Bereiten Sie zunächst ein organoides Kulturmedium vor, das 10 mikromolare Y-27632 und 2,5 mikromolare CHIR-99021 enthält. Nachdem Sie das ECM auf den Gut-on-a-Chip aufgetragen haben, trennen Sie den Auslassschlauch vom oberen Mikrokanal, während Sie den Bypass-Schlauch des oberen Mikrokanals offen lassen. Sichern Sie mit einer Binderklammer sowohl den Einlass als auch den Auslass des unteren Mikrokanals.
Geben Sie mit einer P100-Mikropipette 20 Mikroliter der Zellsuspension in das Auslassloch des oberen Mikrokanals. Befestigen Sie den Bypass- und Einlassschlauch des oberen Mikrokanals mit Binderclips. Befestigen Sie den Auslassschlauch wieder an der Auslassöffnung des oberen Mikrokanals und stellen Sie sicher, dass der Schlauch während des gesamten Prozesses offen bleibt.

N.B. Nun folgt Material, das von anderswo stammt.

PR #1981, opened 2021-11-22
Update rules for requesting to enable more requests

alexwlchan:
Branwen noticed that some Hebrew manuscripts (somhe) weren't requestable on wc.org/works but they were in Encore, because the Rules for Requesting had changed in Sierra but not in the pipeline. This brings them back up-to-date.


jamieparkinson (approved):

jamieparkinson:
Hang on - is this just changing the comments?

alexwlchan:
> is this just changing the comments?

…

oops

PR #1984, opened 2021-11-25
Highlight nodes in the matcher graph which don't correspond to a Work processed by the matcher

alexwlchan:
For https://github.com/wellcomecollection/platform/issues/5375

This changes the matcher graph to expose the "dummy" nodes it creates when Work A points to Work B, but we haven't seen Work B yet. Previously these could be filtered out if (as in this case) the unseen Work had been deleted. The presence of this Work which the matcher hasn't seen causes problems in the merger, because a single Work the matcher hasn't seen will cause the merger to skip merging anything.

Screenshot 2021-11-25 at 16 16 33

For some reason the matcher never saw the Miro work, and so the Calm/Sierra works are being left unmerged.


jamesgorrie (approved):
Makes sense

PR #1986, opened 2021-11-26
Tidy up the matcher/merger tests

alexwlchan:
Part of https://github.com/wellcomecollection/platform/issues/5375

This is just some code tidying and refactoring to clean things up before I start fixing this patch properly, which is ultimately going to require changing the matcher–merger interface. Although lots of lines, this patch isn't that complicated – most of the diff is folding the TEI-specific tests into the merger tests.

Next step is writing some proper integration tests for the services as a single unit, but I'll do that as a single patch.


pipeline/matcher/src/main/scala/weco/pipeline/matcher/matcher/WorkMatcher.scala
```diff
@@ -47,11 +47,12 @@ class WorkMatcher(
         // but I haven't thought hard enough about whether it might introduce a
         // hard-to-debug consistency error if another process updates the graph
         // between us reading it and writing it.
+        result = MatcherResult(
+          works = toMatchedIdentifiers(afterNodes),
+          createdTime = Instant.now())
```
jamesgorrie, line 52: Is there potentially a reason these were created separately? I ask as it looks like createdTime _might_ be different?

alexwlchan: You're right, the createdTime on the latter will be after the successful write to the store.

pipeline/merger/src/test/scala/weco/pipeline/merger/MergerScenarioTest.scala
```diff
@@ -332,5 +313,273 @@ class MergerScenarioTest
...
+
+      teiItems should contain allElementsOf sierraWork.data.items
+      teiItems should contain allElementsOf metsWork.data.items
+      teiItems should contain noElementsOf calmWork.data.items
+
+      And("it gets the METS thumbnail")
+      outcome.getMerged(teiWork).data.thumbnail shouldBe metsWork.data.thumbnail
+    }
   }
+
```
jamesgorrie, line 577: ☝️ really nice.

jamesgorrie (approved):
Nice 🧹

Sobald dies erledigt ist, befestigen Sie den Auslassschlauch des oberen Mikrokanals nach und nach mit einer Bindeklammer. Überprüfen Sie dann unter dem Mikroskop, ob die Zellen gleichmäßig über den oberen Mikrokanal verteilt sind. Stellen Sie das Gut-on-a-Chip-Gerät und einen befeuchteten Kohlendioxid-Inkubator auf 37 Grad Celsius.
Verbinden Sie die Spritze, die am oberen Mikrokanal des Chips befestigt ist, mit einer Spritzenpumpe, die sich in einem Inkubator befindet. Stellen Sie die Durchflussmenge auf 30 Mikroliter pro Stunde ein und starten Sie den kontinuierlichen Durchfluss des Sitzmediums für den oberen Mikrokanal. Lassen Sie während dieser Zeit den unteren Mikrokanal eingespannt.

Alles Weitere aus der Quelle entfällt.